━━ Information shown ━━

Issue #171, opened 2022-08-16
Problem in the nitrogen component when number of DU or SS bins are modified


bbakernoaa:
After running an experiment changing the number of dust bins I noticed that the output AOD_NI is all NaNs.  This is due to the `NIheterogenousChem` call being hard coded for the number of dust and seasalt bins, which can be seen [here](https://github.com/GEOS-ESM/GOCART/blob/bb4eb2c42c3b0b290b6113dc4c628400e526ac6a/ESMF/GOCART2G_GridComp/NI2G_GridComp/NI2G_GridCompMod.F90#L807-L813)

━━━

The material above is to be reproduced exactly as written.

Issue #171, opened 2022-08-16
Problem in the nitrogen component when number of DU or SS bins are modified


bbakernoaa:
After running an experiment changing the number of dust bins I noticed that the output AOD_NI is all NaNs.  This is due to the `NIheterogenousChem` call being hard coded for the number of dust and seasalt bins, which can be seen [here](https://github.com/GEOS-ESM/GOCART/blob/bb4eb2c42c3b0b290b6113dc4c628400e526ac6a/ESMF/GOCART2G_GridComp/NI2G_GridComp/NI2G_GridCompMod.F90#L807-L813)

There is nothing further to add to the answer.